Michele Bachmann wants to drill Everglades for oil; even Florida Republicans think she's batshit crazy...


Rick Perry's detractors offended by book he wrote several months ago, also surprised his supporters can read...


Hollywood breaking news - George Lucas has successfully edited the original "Star Wars" movies to match the crappiness of the prequels...


Fox News & Google team up to present GOP presidential debate later in September, if there are any candidates left after next week's debate.



Friday, September 2, 2011

iAbacus Next Big Thing, Says New Apple CEO


After the resignation of former Apple CEO Steve Jobs, it was announced that a new direction would be taken with the multi-billion dollar company.  

Owen Kidsthesedays, the new CEO, has a whole new game plan.  "I don't give a durn what's the big thing now, 'cause I think our next product will be the end all be all of technology.  Our new Apple iAbacus, set to release later this year, goes back to the basics, when you had to use your imagination, instead of all these fancy pictures and some such..."

Kent Getitupanymore is the head developer of the new product.  "We're startin' a new movement, out with the new, in with the old.  Or as we like to put it, 'classic'..."

The roll-out of the iAbacus has taken many critics and tech enthusiasts aback.  "It's Apple, so what they say pretty much goes," one tech blogger commented.  "But I can't imagine how developers are going to come up with any apps for this."

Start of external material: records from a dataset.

Issue #2340, opened 2020-01-31
Feat: Expose envoy's`config.filter.accesslog.v3.AccessLogFilter`


NelsonJeppesen:
### Use-case
I want to enable Access Logs for tracking but the number of logs is overwhelming. I'd like to use `config.filter.accesslog.v3.RuntimeFilter` to log just a percentage of the logs
https://www.envoyproxy.io/docs/envoy/latest/api-v3/config/accesslog/v3/accesslog.proto#envoy-v3-api-msg-config-accesslog-v3-runtimefilter

### Feature request
Expose envoy's `config.filter.accesslog.v3.RuntimeFilter` in Gloo's Gateway CRD

Something like this:
```diff
apiVersion: gateway.solo.io/v1
kind: Gateway
metadata:
  annotations:
    origin: default
  name: gateway
  namespace: gloo-system
spec:
  bindAddress: '::'
  bindPort: 8080
  proxyNames: 
    - gateway-proxy
  httpGateway: {}
  useProxyProto: false
  options:
    accessLoggingService:
      accessLog:
      - fileSink:
          path: /dev/stdout
+         filter:
+           runtime_filter:
+             runtime_key: somekey
+             percent_sampled: 
+                 numerator: "..."
+               denominator: "..."
+           use_independent_randomness": true
          stringFormat: ""
```

delta50:
I am also interested in the ability to use envoy's access log filter. I was using it before we moved to gloo from a custom control plane to log requests that resulted in 4xx or 5xx responses.

alex-mozejko:
this would be super helpful

bcollard:
got a new ask about this feature, from a prospect

kevin-shelaga:
reopening for backport to 1.13

nfuden:
backported to v1.13.19 adn v1.14.5

PR #7511, opened 2022-12-05
Expose config filter accesslog v3 access log

ghost:
# Description

Added the option to use runtime filter on access logs. 

This is one of the access log filters that is supported by envoy. 

Manual e2e test:

Build the gloo docker package: VERSION=some-version make gloo-docker -B
Run Gloo locally backed by a filesystem: https://docs.solo.io/gloo-edge/latest/installation/gateway/development/docker-compose-file/
Include the GLOO_VERSION in the up command: GLOO_VERSION=some-version docker-compose up
Update install/docker-compose-file/data/config/gateways/gloo-system/gateway-proxy.yaml
by adding a filter to an access log:

       filter:
        status_code_filter:
          comparison:
            op: GE
            value:
              runtime_key: "400"
and validate you can see in the config dump

# Context

User requested this feature to to make it easy to track access logs. 

# Checklist:

BOT NOTES: 
resolves https://github.com/solo-io/gloo/issues/2340


projects/gloo/api/v1/options/als/als.proto
```diff
@@ -40,6 +42,10 @@ message FileSink {
         // https://www.envoyproxy.io/docs/envoy/v1.14.1/configuration/observability/access_log#format-dictionaries
         google.protobuf.Struct json_format = 3;
     }
+
+    // Filter which is used to determine if the access log needs to be written.
+    AccessLogFilter filter = 4;
```
jenshu, line 47: how do you feel about moving this field up into the `AccessLog` message, so we don't have to repeat it for each output destination type?

docs/data/ProtoMap.yaml
```diff
@@ -14,15 +14,51 @@ apis:
   als.options.gloo.solo.io.AccessLog:
```
ashishb-solo, line 14: out of curiosity, what is the empty `docker-local` file that was added?

test/e2e/access_log_test.go
```diff
@@ -227,6 +275,100 @@ var _ = Describe("Access Log", func() {
...
+														Kind: &structpb.Value_StringValue{
+															StringValue: "%REQ(:METHOD)%",
+														},
+													},
+												},
+											},
+										},
+									},
+								},
+								Filter: &als.AccessLogFilter{
```
ashishb-solo, line 308: test is a little hard to read cause the indentation is so deep. could you perhaps just break the or-filter into a separate variable?

test/e2e/access_log_test.go
```diff
@@ -140,6 +142,52 @@ var _ = Describe("Access Log", func() {
...
+											},
+											UseIndependentRandomness: true,
+										},
+									},
+								},
+							},
+						},
+					},
+				}
+				_, err = testClients.GatewayClient.Write(gw, clients.WriteOpts{Ctx: ctx, OverwriteExisting: true})
```
sam-heilbron, line 179: We noticed that updating (patching) a resource occasionally can fail due to a potential bug in our codebase. Therefore, we introduced https://github.com/solo-io/gloo/blob/master/test/helpers/util.go#L20, which performs the patch and handles retries internally.

test/e2e/access_log_test.go
```diff
@@ -140,6 +142,52 @@ var _ = Describe("Access Log", func() {
...
+				Expect(err).NotTo(HaveOccurred())
+
+				Eventually(func(g Gomega) {
```
sam-heilbron, line 182: I think when using the nested Gomega matchers, we need to ensure that the outermost Eventually succeeds. I think we need to have `Eventually(....).Should(Succeed())`.

You may want to try this out to confirm my suspicion, but I fear that the following test will pass:
```
Eventually(func(g Gomega) {
  g.Expect(1).To(Equal(2))
})
```
whereas, the following update will make it fail correctly
```
Eventually(func(g Gomega) {
  g.Expect(1).To(Equal(2))
}).Should(Succeed())
```

test/e2e/access_log_test.go
```diff
@@ -140,6 +142,52 @@ var _ = Describe("Access Log", func() {
...
+					TestUpstreamReachable()
+
+					var entry *envoy_data_accesslog_v3.HTTPAccessLogEntry
+					g.Eventually(msgChan, 2*time.Second).Should(Receive(&entry))
+					g.Expect(entry.CommonProperties.UpstreamCluster).To(Equal(translator.UpstreamToClusterName(tu.Upstream.Metadata.Ref())))
+				}, time.Second*21, time.Second*2)
```
sam-heilbron, line 188: I assume the other tests use these numbers, but any indication what the magic of 21 seconds is?

sam-heilbron (commented):
Looking good! A couple of small comments about the tests, but appreciate having those e2e tests written.

Given this new functionality that we're exposing in the Gloo API, is it worth (perhaps in a follow up PR) outlining in our docs some valuable use cases of this filter?

projects/gloo/api/v1/options/als/als.proto
```diff
@@ -56,3 +62,207 @@ message GrpcService {
...
+    // reason about from a probability perspective (i.e., setting to true will
+    // cause the filter to behave like an independent random variable when
+    // composed within logical operator filters).
+    bool use_independent_randomness = 3;
+  }
+
+// Performs a logical “and” operation on the result of each filter in filters.
+// Filters are evaluated sequentially and if one of them returns false, the
+// filter returns false immediately.
+message AndFilter {
```
nfuden, line 175: Looking at the name here it raises a question: If the and filter has 0 sub filters how does envoy behave? Does it reject this configuration? If so we should consider adding a guard rail in the plugins/als/plugin.go

test/e2e/access_log_test.go
jmassasolo: Yes, Your assumption is correct, tested it out. I will add it.

test/e2e/access_log_test.go
jmassasolo: Not sure. I used the timeout and polling interval used in other access log tests.

projects/gloo/api/v1/options/als/als.proto
jmassasolo: It takes it. filters is just set to null and is ignored.

jbohanon (changes requested):
I don't think we're actually translating the new settings here. I think we need to implement a `copyFilterSettings` function in plugin.go to get the settings from our proto type to Envoy's and put them in the new config, then we need to update the tests to properly check for the filters config

test/e2e/access_log_test.go
sheidkamp: Test updated

jbohanon (commented):
Dismissing request change review

test/e2e/access_log_test.go
```diff
@@ -194,10 +198,166 @@ var _ = Describe("Access Log", func() {
 				}, time.Second*30, time.Second/2).Should(Succeed())
 			})
 
+			It("can create json access logs with multiple filters", func() {
+				gw := gwdefaults.DefaultGateway(writeNamespace)
```
sam-heilbron, line 202: We can talk more about this but there are 2 ways we can apply resources to our cache:
1. Use the resourcesToCreate object, which are written for us in the JustBeforeEach of the TestContext. For this to work however, you'll need to define those resources in a BeforeEach (https://github.com/solo-io/gloo/blob/master/test/e2e/example_test.go#L117)
2. Patch the resource directly within the test (https://github.com/solo-io/gloo/blob/master/test/e2e/example_test.go#L146)

test/e2e/access_log_test.go
```diff
@@ -194,10 +198,166 @@ var _ = Describe("Access Log", func() {
...
+			Eventually(func(g Gomega) {
+				req, err := http.NewRequest(http.MethodPost, fmt.Sprintf("http://%s:%d/1", "localhost", defaults.HttpPort), nil)
+				g.Expect(err).NotTo(HaveOccurred())
+				req.Host = e2e.DefaultHost
+				g.Expect(http.DefaultClient.Do(req)).Should(matchers.HaveOkResponse())
+
+				// We can get a 404 by not setting the Host header.
+				req, err = http.NewRequest(http.MethodPost, fmt.Sprintf("http://%s:%d/BAD/HOST", "localhost", defaults.HttpPort), nil)
+				g.Expect(err).NotTo(HaveOccurred())
+				g.Expect(http.DefaultClient.Do(req)).ShouldNot(matchers.HaveOkResponse())
```
sam-heilbron, line 350: Do you think it's worth it to make this assertion even more explicit, that we're expecting a 404 response instead of not a 200?

test/e2e/access_log_test.go
```diff
@@ -194,10 +198,166 @@ var _ = Describe("Access Log", func() {
...
+
+				logs, err := testContext.EnvoyInstance().Logs()
+				g.Expect(err).To(Not(HaveOccurred()))
+				g.Expect(logs).To(Not(ContainSubstring(`"POST /1 HTTP/1.1" 200`)))
+				g.Expect(logs).To(ContainSubstring(`"POST /BAD/HOST HTTP/1.1" 404`))
+
+			}, time.Second*10, time.Second/2).Should(Succeed()) // Todo, restore to 30
```
sam-heilbron, line 357: Just a reminder about the TODO here

test/e2e/access_log_test.go
```diff
@@ -194,10 +198,166 @@ var _ = Describe("Access Log", func() {
...
+					g.Expect(logs).To(ContainSubstring(`"method":"POST"`))
+					g.Expect(logs).To(ContainSubstring(`"protocol":"HTTP/1.1"`))
+				}, time.Second*30, time.Second/2).Should(Succeed())
+			})
 		})
 
 	})
 
+	Context("Test Filters (use string format)", func() {
+		BeforeEach(func() {
```
sam-heilbron, line 302: 👏

test/e2e/access_log_test.go
```diff
@@ -194,10 +198,166 @@ var _ = Describe("Access Log", func() {
...
+						},
+					},
+				},
+			}
+			testContext.ResourcesToCreate().Gateways = v1.GatewayList{
+				gw,
+			}
+		})
+
+		It("can create string access logs", func() {
```
sam-heilbron, line 340: I like this test a lot. What do you think about getting a 200, validating the logs don't have the request included (because of the filter), then do what you did to get a 404. To me that will explicitly demonstrate that this filter is filtering out the non-404s correctly

projects/gloo/pkg/plugins/als/plugin.go
```diff
@@ -63,33 +67,133 @@ func (p *plugin) ProcessHcmNetworkFilter(params plugins.Params, parentListener *
...
 	return logCfg, nil
 }
 
+// Since we are using the same proto def, marshal out of gloo format and unmarshal into envoy format
+func translateFilter(inFilter *als.AccessLogFilter) (*envoyal.AccessLogFilter, error) {
+	if inFilter == nil {
+		return nil, nil
+	}
+
+	if err := validateFilterEnums(inFilter); err != nil {
```
sam-heilbron, line 121: nit: I remember we were surprised that the proto.Marshal wouldn't error with invalid enums. It might be helpful to call out in a comment why we validate the enums specifically and what can happen if we don't

projects/gloo/api/v1/options/als/als.proto
```diff
@@ -56,3 +63,207 @@ message GrpcService {
...
+    repeated AccessLogFilter filters = 1 [(validate.rules).repeated = {min_items: 2}];
+}
+  
+// Performs a logical “or” operation on the result of each individual filter.
+// Filters are evaluated sequentially and if one of them returns true, the
+// filter returns true immediately.
+message OrFilter {
+    repeated AccessLogFilter filters = 2 [(validate.rules).repeated = {min_items: 2}];
```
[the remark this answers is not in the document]
sheidkamp: Because that's how they do it here: https://github.com/envoyproxy/envoy/blob/317efa53c6add02fa9533fc8f93f10f590077dca/api/envoy/config/accesslog/v3/accesslog.proto#L24

But followup question... Do we need to explicitly acknowledge the reuse of the Envoy API code? It looks like these sections were copy and pasted.

projects/gloo/api/v1/options/als/als.proto
```diff
@@ -26,6 +30,9 @@ message AccessLog {
         // Send access logs to gRPC service
         GrpcService grpc_service = 3;
     }
+    // Filter which is used to determine if the access log needs to be written.
+    //.solo.io.envoy.config.core.v3.AccessLogFilter filter = 4;
```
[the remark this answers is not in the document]
sheidkamp: Removed

test/e2e/access_log_test.go
sheidkamp: I will take a closer look... this was an "inherited" test I didn't pay much attention to

test/e2e/access_log_test.go
sheidkamp: good call

test/e2e/access_log_test.go
sheidkamp: good catch

test/e2e/access_log_test.go
sheidkamp: I was putting the 200 call in the "Eventually" because I thought we needed to wait for the server to come up and accept requests. I put the 404 call after the 200 call so that if there was a delay in the logs becoming available, having the 404 in the log means that the earlier 200 should have been logged if it was going to be log.

I have updated this to a single 200 call before the eventually, but am also keeping the "not 200 in the logs" test in the eventually

projects/gloo/pkg/plugins/als/plugin.go
sheidkamp: comment added

test/e2e/access_log_test.go
sheidkamp: Some questions about this (for Tuesday) about the best way to approach this. There's a shared "before each", so modifying directly within the test seems appropriate, but the example is patching the virtual service, and I want to modify the Gateway which doesn't seem to have a patch function.

projects/gloo/api/v1/options/als/als.proto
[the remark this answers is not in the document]
jbohanon: I would think it would be good to at least include somewhere in the proto or the PR comment the release or commit where the file was copied from. Could save a lot of digging later on if/when we need to update to match upstream

projects/gloo/pkg/plugins/als/plugin_test.go
```diff
@@ -1,15 +1,23 @@
 package als_test
 
 import (
+	envoyal "github.com/envoyproxy/go-control-plane/envoy/config/accesslog/v3"
+	envoy_v3 "github.com/envoyproxy/go-control-plane/envoy/config/core/v3"
+	envoy_v32 "github.com/envoyproxy/go-control-plane/envoy/config/route/v3"
```
jbohanon, line 6: rename to something more descriptive such as `envoy_routeconfig`

projects/gloo/pkg/plugins/als/plugin_test.go
```diff
@@ -1,15 +1,23 @@
...
 	envoyalfile "github.com/envoyproxy/go-control-plane/envoy/extensions/access_loggers/file/v3"
 	envoy_extensions_filters_network_http_connection_manager_v3 "github.com/envoyproxy/go-control-plane/envoy/extensions/filters/network/http_connection_manager/v3"
+	envoy_v31 "github.com/envoyproxy/go-control-plane/envoy/type/v3"
```
jbohanon, line 9: rename to something more descriptive such as `envoy_types`

projects/gloo/pkg/plugins/als/plugin_test.go
```diff
@@ -1,15 +1,23 @@
...
 	"github.com/envoyproxy/go-control-plane/pkg/wellknown"
 	structpb "github.com/golang/protobuf/ptypes/struct"
 	. "github.com/onsi/ginkgo"
 	. "github.com/onsi/gomega"
+	v31 "github.com/solo-io/gloo/projects/gloo/pkg/api/external/envoy/config/core/v3"
```
jbohanon, line 14: rename to something more descriptive such as `gloo_envoy`

projects/gloo/pkg/plugins/als/plugin_test.go
```diff
@@ -1,15 +1,23 @@
...
+	v32 "github.com/solo-io/gloo/projects/gloo/pkg/api/external/envoy/config/route/v3"
```
jbohanon, line 15: rename to something more descriptive such as `gloo_envoy_routeconfig`

projects/gloo/pkg/plugins/als/plugin_test.go
```diff
@@ -1,15 +1,23 @@
...
+	v3 "github.com/solo-io/gloo/projects/gloo/pkg/api/external/envoy/type/v3"
```
jbohanon, line 16: rename to something more descriptive such as `gloo_envoy_types`

projects/gloo/pkg/plugins/als/plugin_test.go
```diff
@@ -22,10 +30,456 @@ import (
...
+
+		DescribeTable("Test We Correctly Handle Bad ENUM",
+			func(glooInputFilter *accessLogService.AccessLogFilter, searchStr string) {
+
+				accessLog := alsSettings.GetAccessLog()[0]
+				accessLog.Filter = glooInputFilter
+
+				accessLogConfigs, err = ProcessAccessLogPlugins(alsSettings, nil)
+				Expect(err).To(HaveOccurred())
+				Expect(err.Error()).To(ContainSubstring(searchStr))
```
jbohanon, line 355: If you change the error pattern in the translation, you can use the matcher `MatchError` here which will recursively check for the desired error

projects/gloo/pkg/plugins/als/plugin.go
```diff
@@ -63,33 +67,136 @@ func (p *plugin) ProcessHcmNetworkFilter(params plugins.Params, parentListener *
...
+	return outFilter, nil
+}
+
+var (
+	InvalidEnumValueError = func(filterName string, fieldName string, value string) error {
+		return errors.Errorf("Invalid value of %s in Enum field %s of %s", value, fieldName, filterName)
+	}
+	NestedError = func(filterName string, err error) error {
+		return errors.Errorf("%s, inside an %s", err, filterName)
+	}
```
jbohanon, line 147: By doing this, we can check for error via `errors.Is(err, InvalidEnumValueError)` or in tests with `Expect(err).Should(MatchError(importname.InvalidEnumValueError))` instead of relying on raw string comparison
```suggestion
var (
        InvalidEnumValueError = errors.New("invalid value in Enum Field")
	WrapInvalidEnumValueError = func(filterName string, fieldName string, value string) error {
		return errors.Wrap(InvalidEnumValueError, "invalid value of %s in Enum field %s of %s", value, fieldName, filterName)
	}
```

projects/gloo/pkg/plugins/als/plugin_test.go
```diff
@@ -22,10 +30,456 @@ import (
...
+								Statuses: []envoyal.GrpcStatusFilter_Status{1, 2},
+								Exclude:  false,
+							},
+						},
+					}),
+			)
+
+		})
+
+		DescribeTable("Test We Correctly Handle Bad ENUM",
```
jbohanon, line 347: nit: 
```suggestion
		DescribeTable("Test We Correctly Handle Bad Enum",
```

projects/gloo/pkg/plugins/als/plugin_test.go
```diff
@@ -227,20 +680,72 @@ var _ = Describe("Plugin", func() {
...
-										ServiceRef: &als.GrpcService_StaticClusterName{
+										ServiceRef: &accessLogService.GrpcService_StaticClusterName{
 											StaticClusterName: translatorutil.UpstreamToClusterName(usRef),
 										},
 										AdditionalRequestHeadersToLog:   extraHeaders,
 										AdditionalResponseHeadersToLog:  extraHeaders,
 										AdditionalResponseTrailersToLog: extraHeaders,
 									},
 								},
+								// TODO - hardcoded values
```
jbohanon, line 736: Is this TODO going to be addressed in this PR? If not, please put your name or handle on it and a little more description

test/e2e/access_log_test.go
```diff
@@ -194,8 +198,167 @@ var _ = Describe("Access Log", func() {
...
+					g.Expect(err).NotTo(HaveOccurred())
+					g.Expect(logs).To(ContainSubstring(`"method":"POST"`))
+					g.Expect(logs).To(ContainSubstring(`"protocol":"HTTP/1.1"`))
+				}, time.Second*30, time.Second/2).Should(Succeed())
+			})
+		})
+
+	})
+
+	Context("Test Filters (use string format)", func() {
```
jbohanon, line 301: Can we not nest this context in the `String Format` context beginning on L103?

jbohanon (commented):
Looks great so far!

jbohanon (approved):

projects/gloo/api/v1/options/als/als.proto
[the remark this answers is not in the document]
sheidkamp: Added comment at the top of the file with (perma)link

projects/gloo/pkg/plugins/als/plugin_test.go
sheidkamp: todo addressed, removed

test/e2e/access_log_test.go
sheidkamp: We could, but we're not really testing the string formatter - that's somewhat incidental. I think the filter testing deserves its own "top level" entry independent of the output format. Let me know what you think.

projects/gloo/pkg/plugins/als/plugin.go
```diff
@@ -63,33 +67,136 @@ func (p *plugin) ProcessHcmNetworkFilter(params plugins.Params, parentListener *
...
+
+		// Make the "base" config with output destination
 		switch cfgType := al.GetOutputDestination().(type) {
 		case *als.AccessLog_FileSink:
 			var cfg envoyalfile.FileAccessLog
-			if err := copyFileSettings(&cfg, cfgType); err != nil {
+			err := copyFileSettings(&cfg, cfgType)
+			if err != nil {
 				return nil, err
 			}
```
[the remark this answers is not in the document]
sheidkamp: I think this was from some debugging, reverting

projects/gloo/pkg/plugins/als/plugin.go
```diff
@@ -63,33 +67,136 @@ func (p *plugin) ProcessHcmNetworkFilter(params plugins.Params, parentListener *
...
+		results = append(results, &newAlsCfg)
+
 	}
+
 	logCfg = append(logCfg, results...)
 	return logCfg, nil
 }
 
+// Since we are using the same proto def, marshal out of gloo format and unmarshal into envoy format
+func translateFilter(inFilter *als.AccessLogFilter) (*envoyal.AccessLogFilter, error) {
```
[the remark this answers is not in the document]
sheidkamp: My gut is that the best answer is "use OO/interfaces and don't pass anything either way", but going with passing as the pointer to the struct to keep things consistent across the code, as the "pass a pointer as an argument" seems to be a very common pattern.

test/e2e/access_log_test.go
sheidkamp: Per our conversation removed this test.

test/e2e/access_log_test.go
sheidkamp: My question is "how valuable is this"... it looks like a substantial amount of work of get this going, to test what is really Envoy functionally (which is why I put in a smoke test instead of something comprehensive).

The biggest issue is going to be writing the matcher against the logs... we can't use a JSON matcher because we don't have JSON, we have the raw logs, and we can't use a string matcher because the JSON lines can come out in any order.

I'll take a swing at this this afternoon, but talking with Sam it seemed like his preference was to get this ticket closed (I'm out the rest of the week) than spending too much time on testing the actual functions of the filters

jbohanon: I guess I would just argue that if we need the strings formatter tests at all, they should be in the appropriate context since we put the json tests in the json context. If we don't need them, I'm fine with that also

sheidkamp: I've updated the test names and added a comment to make clear what we're testing there... does this work?

jbohanon: Did you push these changes? I don't see these changes or any of the other conversations you've resolved.

jbohanon (changes requested):
Previous review has not been addressed

jbohanon (changes requested):
Previous review has not been addressed

test/e2e/access_log_test.go
sheidkamp: They are showing up now.

sam-heilbron (approved):

sam-heilbron (approved):

sam-heilbron (approved):

sam-heilbron (approved):

jbohanon (approved):

jbohanon:
closed in favor of https://github.com/solo-io/gloo/pull/7627 due to administrative difficulties with this PR.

"Apps, schmapps!", retorted the new Apple CEO.  "Back in my days, you had to walk uphill in the blinding snow without anything like a FPS or any fancy game like Fourscore!"

 

Thursday, September 1, 2011

Selected Items From The Newsosphere



Rudy Giuliani says he's bothered by suggestions that he profited from his 9/11 fame. "I am offended - 9/11 - that people would even suggest this - 9/11."  He then added, "9/11".

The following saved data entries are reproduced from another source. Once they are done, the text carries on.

PR #7508, opened 2022-12-05
7406 trace context support

ashishb-solo:
# Description

Implement the OpenTelemetry envoy plugin in our tracing plugin.

OpenTelemetry plugin API: https://www.envoyproxy.io/docs/envoy/latest/api-v3/config/trace/v3/opentelemetry.proto

# Context

Enable W3C-compliant tracing headers

# Checklist:

- [x] I included a concise, user-facing changelog (for details, see https://github.com/solo-io/go-utils/tree/master/changelogutils) which references the issue that is resolved.
- [x] If I updated APIs (our protos) or helm values, I ran `make -B install-go-tools generated-code` to ensure there will be no code diff
- [x] I followed guidelines laid out in the Gloo Edge [contribution guide](https://docs.solo.io/gloo-edge/latest/contributing/)
- [x] I opened a draft PR or added the work in progress label if my PR is not ready for review
- [x] I have performed a self-review of my own code
- [x] I have commented my code, particularly in hard-to-understand areas
- [x] I have made corresponding changes to the documentation
- [x] I have added tests that prove my fix is effective or that my feature works

BOT NOTES: 
resolves https://github.com/solo-io/gloo/issues/7406

PR #7521, opened 2022-12-07
7406 trace context support (#7508)

ashishb-solo:
* Cherry-pick c511b2f6 onto master branch

Initial commit of tracing plugin changes

At this point, the plugin should in theory have all translation implemented. However, there is no error checking present in the plugin. A basic unit test exists for this work, but all it does it ensure that no errors occurred. The unit test also does not yet validate the content of the output object.

* Only set GrpcService if OcagentAddress is empty

This was creating an error in Envoy - if the GrpcService object being sent to Envoy had an empty string, then it would not accept the configuration.

* Final version of opencensus changes

This commit includes a translation fix and simplification of the API. Originally, we were outputting an object of type GrpcService_EnvoyGrpc_ for the grpcAddress option, but the Envoy plugin only supports the GrpcService_GoogleGrpc_ type. So we fix that here. We also simplify the protobuf API to use a oneof for specifying HTTP or GRPC.

I'm committing this now because we have decided to drop using OpenCensus due to the fact that it cannot be reconfigured. A lot of the work on this effort will be discarded, so I am saving it here for posterity.

* Rename all strings in opencensus.proto to opentelemetry

* Rename opencensus.proto to opentelemetry.proto

* Rewrite everything to use opentelemetry instead

So far, I have only tested manually, but it seems to work okay. One odd behaviour is that Envoy only seems to report information to the echo server on shutdown.

Unit tests aren't doing anything serious at the moment and need to be improved. It will also be necessary to write an e2e test for this. But otherwise, things seem to be working much more smoothly than they did with opencensus.

* Replace "Census" with "Telemetry" in function name

* Remove autogenerated opencensus documentation file

* Update unit test

* Add changelog

* Add e2e test for opentelemetry

* Update docs/content/reference/api/github.com/solo-io/gloo/projects/gloo/api/external/envoy/config/trace/v3/opentelemetry.proto.sk.md

Co-authored-by: Art <artberger@users.noreply.github.com>

* Incorporate some changes from Sam

* Remove race conditions from e2e tests

The major issue here was a pair of variables with near-global scope: collectorApiHit and collectionURLPath. Both of these were triggering go's race condition flags, probably because they were being written to and read from ginkgo's setup and teardown callbacks.

There was also an issue in shutting down the collection server, which is addressed by a comment around where the change was made.

* Some comments and docstring fixes

* Add default statements in tracing plugin type translation

* Changelog improvements

Co-authored-by: soloio-bulldozer[bot] <48420018+soloio-bulldozer[bot]@users.noreply.github.com>
Co-authored-by: Art <artberger@users.noreply.github.com>

# Description

# Context

# Checklist:


nfuden:
/kick  Aggregate Listener Secure HybridGateway (Matched) IsolateVirtualHostsBySslConfig = true [It] produces a Proxy with a single AggregateListener

nfuden (approved):

sam-heilbron (approved):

Steven Seagal threatened with lawsuit over police raid taped for his reality show. "On the other hand," says the man, "it is the best thing he's ever starred in..."


Condoleezza Rice baffled by the "attack on her integrity" by Dick Cheney in his new book. "How can you attack something I don't have?"


Marc Anthony breaks silence on his divorce from Jennifer Lopez for the sixth time this year...


This just in - Women polled predict Michele Bachmann's hair to be front-runner for 2012 presidential nomination...


Fox News Network editorial asks "do we really need a National Weather Service?" People ask 
"do we really need a Fox News Network?"